Karma Series (3rd Shot)
From a Collection of Crowley's Plays and Scenarios
Aurora Blake, 22, lovely, is sole offspring of General Blake, 56, widower and runs his house. She loves Charlemagne Delavigne, a French attaché in Washington, D.C. They are engaged. A tennis party: Eunice Fox and George Helmer also engaged. Tea served; the butler, Ivan Jacobs, knocks the tray against Eunice as she rises suddenly, pointing to the road and crying “Your double, Aurora!”, and there is a smash. Aurora is furious and dismisses the man on the spot. Eunice says “My fault”; but Aurora is firm. Charlemagne rebukes her. He lifts his racquet and says: “No power in the world can prevent this going back to earth sooner or later. So with your tea set; it was raised against gravitation; it must pay back the loan. So you too must pay back that injustice of yours.” “Mystical rubbish” says she; they quarrel. He does a sum in his pocket book for her. 901 (the 1 might be a 7). He cubes it; first as one, then as the other. “The small error has got big.” “Correct your mistakes now: you may have to pay bug interest later.” The general interrupts the scene; he cuts his finger on a piece of cup; gets septicaemia; dies.
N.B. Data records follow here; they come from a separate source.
PR #2511, opened 2021-05-25
[CA-1359] A11y: Skip Navigation Links

andrewmarcus:
This functionality was extracted from #2501, where it was already reviewed and approved. I'm splitting that PR up into smaller components to try to figure out what's causing the integration tests to fail.

### Skip Navigation Link

Most websites provide a link, first in the tab order on the page, allowing screen reader users to skip repetitive content at the top of the page. This is a standard design practice which users expect to be present. In this case there isn't a ton of content in the header, but it still seems useful to be able to skip it.

Because of the way React passes refs down to child components in order to be able to target elements for focusing, I decided it was important to encapsulate all of the skip functionality in as few places as possible, to avoid having to update every page to accept an addition forwarded ref. I was able to set it up entirely within the TopBar, so the skip link is first, and the skip target is last, and appears visually as focus on the entire page. The next tab stop is the first element below the header.

The one potential problem with this approach is that the header isn't entirely identical on every page. The `<h1>` is in it on most pages except the landing page, and it sometimes also contains contextual info such as breadcrumbs, a search bar or info about the billing project. Consequently a user could skip things that are relevant to the page without knowing it. However, these elements still appear visually and semantically within the header, so it seems reasonable. It's a pattern users of assistive technologies expect, and on some pages the header is quite extensive.


s-rubenstein (approved):
This seems reasonable to me.

gpolumbo-broad (approved):

src/components/skipNavLink.js
```diff
@@ -0,0 +1,42 @@
...
+
+export const SkipNavLink = Utils.forwardRefWithName('SkipNavLink', (props, ref) => {
+  return h(Link, {
+    as: 'a',
+    href: '#',
+    className: 'reveal-on-focus',
+    style: {
+      position: 'absolute',
+      top: 0,
+      left: 0,
```
dmohs: Nit: One line?

src/components/skipNavLink.js
```diff
@@ -0,0 +1,42 @@
...
+      background: 'white',
+      color: colors.accent(),
+      border: '1px solid black',
+      borderColor: colors.accent(),
```
dmohs: Just curious why you did this instead of:
```suggestion
      border: '1px solid',
      borderColor: colors.accent(),
```

src/components/skipNavLink.js
```diff
@@ -0,0 +1,42 @@
...
+      padding: '1em',
```
dmohs: Stick with `rem` here? We try to discourage use of `em` in the codebase since people don't always expect it to be different.

src/components/skipNavLink.js
```diff
@@ -0,0 +1,42 @@
...
+      boxShadow: 'rgba(0, 0, 0, 0.5) 0px 0px 4px 0px',
+      zIndex: 9998
+    },
+    onClick: event => {
+      event.preventDefault()
+      event.stopPropagation()
+      ref.current?.focus()
+    },
+    ...props
```
dmohs: `_.merge` here to allow merging of styles?

src/components/skipNavLink.js
```diff
@@ -0,0 +1,42 @@
...
+      position: 'absolute',
+      top: 0,
+      left: 0,
+      background: 'white',
+      color: colors.accent(),
+      border: '1px solid black',
+      borderColor: colors.accent(),
+      padding: '1em',
+      boxShadow: 'rgba(0, 0, 0, 0.5) 0px 0px 4px 0px',
+      zIndex: 9998
```
dmohs: We trust your judgment that this is the best way to do this, but would you also please add a line comment?

src/style.css
```diff
@@ -151,3 +151,22 @@ a {
...
+  opacity: 1;
+}
+
+.skip-navigation-content {
+  position: absolute;
+  top: 0;
+  bottom: 0;
+  left: 0;
+  right: 0;
+  z-index: 9999;
```
dmohs: Reciprocal line comment here?

dmohs (approved):

src/components/skipNavLink.js
andrewmarcus: Habit, I think. ;-)  Thanks for pointing it out

src/components/skipNavLink.js
andrewmarcus: Sure, make sense. I mostly just need to ensure that the button and outline both appear on top of anything else defined after them in the DOM

src/components/skipNavLink.js
andrewmarcus: I added `_.merge` to the `SkipNavLink` component. For some reason it wasn't working properly in the `SkipNavTarget` component, probably because of the `ref`, so I left that one as-is.

PR #2512, opened 2021-05-25
[CA-1359] A11y: Accessible Tab Bars with keyboard navigation

andrewmarcus:

In this PR I've re-implemented the keyboard navigation using native DOM elements rather than React, in response to PR comments from @zarsky-broad. This seems to be working well, and it lets me convert the helper functions into actual React components without opaque children. Thanks @zarsky-broad !

From the original PR:

### Tab Search Filters

The SimpleTabBar component is used on the Workspaces List page to render search filters for the workspaces table. Semantically, these are tabs: only one may be active at a time, and they cause only a portion of the page to redrawn when selected. I updated the semantic markup to make them function properly as tabs according to the ARIA specs.

In particular, I created a new reusable utility allowing a collection of Interactive elements to accept focus navigation using the arrow keys as well as Home/End, in either a vertical or horizontal orientation, by passing refs down into each child element. This seems to work like a charm! And it can be used in other places now too!

I also added PropTypes to the SimpleTabBar component to enforce that it has a label property for compliance with ARIA.

### Tab Navigation Bar

The TabBar component is used on each Workspace and Workflow page to render a navigation section at the top, pointing to different subpages within the workflow or workspace. Semantically, these are actually menu items: only one can be active at a time, and they cause the entire page to refresh with a different URL. It's essentially a submenu for the page, even though they visually appear to be tabs.

I previously added Tab semantic markup to them and updated the integration test. However, I concluded that they in fact encode menu items more accurately, so I essentially reverted them. They now support keyboard navigation just like SimpleTabBar, though.

I also added PropTypes to the TabBar component to enforce that it has a label property for compliance with ARIA. And I added labels to all other pages that use this component.


src/components/keyboard-nav.js
```diff
@@ -0,0 +1,97 @@
...
+export const ArrowKeyNavigation = ({ keyDownHandler, children, ...props }) => {
+  const ref = useRef()
+
+  // Figure out which child elements are focusable/clickable
+  const focusableElements = () => {
+    return ref.current.querySelectorAll('a, button, input, select, textarea, [tabindex]')
+  }
+
+  // Figure out which focusable element sent the event
+  const findIndex = event => _.findIndex(f => f === event.target, focusableElements())
```
zarsky-broad, line 15: I _think_ you can just use the shorthand for matching:
```suggestion
  const findIndex = event => _.findIndex(event.target, focusableElements())
```

andrewmarcus: Unfortunately that doesn't seem to work for some reason.  I just tried it again and it always returns `0` (but not `-1`, odd...)

Maybe lodash does something weird because it's an object. All I need here is referential equality.

s-rubenstein (approved):
This all looks reasonable. I did not run locally. As discussed offline, ignore v1 workspace integration test failures, those are a work in progress atm. Other test failures speak of likely real issues.

andrewmarcus:
What's going on with integration tests on this branch? I'm getting a different error every time I run it :(

src/components/keyboard-nav.js
```diff
@@ -0,0 +1,97 @@
+import _ from 'lodash/fp'
+import { useRef } from 'react'
+import { div, h } from 'react-hyperscript-helpers'
+
+
+export const ArrowKeyNavigation = ({ keyDownHandler, children, ...props }) => {
```
dmohs, line 6: I love this utility!

dmohs (approved):

andy7i (approved):
since this code was looked at by others (including in another pr) I mostly focused on running it and testing it manually on the workspace and on the new(!) billing pages. It worked really well (and includes the kebab menu icon which is great). 👍 

outside the scope of this PR question: Will the kebab menu also get keyboard navigation?
Screen Shot 2021-06-11 at 10 57 15 AM

andrewmarcus:
@andy7i Yes! #2529 adds the vertical keyboard nav component to the popup menus.

And of course it's available as a component now to add anywhere else you want it. :) It should work with any kind of focusable children, although I only tested it in these two specific configurations.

Scene 2. Two years later: Charlemagne Delavigne and Aurora Blake are married; a boy is born; it is her whole life. She takes it from nurse Kate Lyell, trips on a loose carpet cover and falls. The doctor says the boy is crippled for life. This is a family doctor, an old fool. Charlemagne takes this as Karma for the tea-cups. Kate is a cold-blooded type, but is very much upset. But why should he (Charlemagne) get hit? He suffers terribly, gets gloomy, his health goes; he asks transfer to army work and is made Intelligence Officer in a French frontier town.
Scene 3. The fortress. Many rumours of war; great activity: much worry with spies. Ivan Jacobs is caught under very suspicious circumstances. A court martial. Charlemagne recognizes him. Ivan appeals, can prove good faith story.
Scene 4. (Back Flash to Old Days) Ivan in Charlemagne's library at back. Open doors to garden. Key left in despatch box. Ivan opens it and reads draft of secret treaty in cipher. Back at trial. Ivan quotes a passage. “I locked it up and put the key in your clothes: did that treaty ever leak out?”
Scene 5. Court-martial. Charlemagne “Yes, it did!” Ivan's horror and despair. “No,” says Charlemagne, “guilt could not have dared tell the tale. You were unjustly dismissed from my house. I'll repay you and vote Not Guilty.” Ivan released but expelled from France.
Scene 6. Washington, D.C. Charlemagne's house again. He finds the child dying of fits, the old doctor obviously despairing. His wife half crazy and a nurse unnaturally anguished. Dr. goes, child quieted a little, later next a.m. new attacks. It dies; the nurse Kate breaks down, not sorrow so much as fear or bad conscience. In a scene she confesses the child is her sister's. They think her mad, showing the profile which proves the identity. The nurse returns with Ivan and Mrs. Jacob and another baby with Blake profile, very happy and healthy. Mrs. Jacob is a dark edition of the blonde Aurora. Ivan owns up. His wife had a baby same day as Mrs. Delavigne. Kate Lyell, Mrs. Jacob's sister, changed 'em two nights later as revenge for unjust dismissal. How was it possible? Mrs. Jacob was a natural daughter of General Blake, with profile complete. His original; injustice made the new injustice possible, but the fraud only led to the rich child dying and the poor child flourishing. Now Charlemagne has repaired his wife's injustice to Ivan, so Ivan will also restore her child to Aurora. Aurora repairs the first fault by taking Mrs. Jacob to her heart as her sister. Blake has already paid with his life for the likeness that startled Eunice. The Dr. brings in the “dead” child crowing and kicking — the last item is balanced.
Meanwhile. The child has had fits and its doctor been summoned. The old doctor shown earlier is away, and his young partner comes instead. The parents have left the “dead” child alone as the nurse stumbles out. They are in the hall, and Charlemagne merely shews the Dr. up to the room and returns. This Dr. stops the fits; all the trouble is due to a slight dislocation pressing on a nerve. He reduces this and cures the crippled limbs as well as the fits.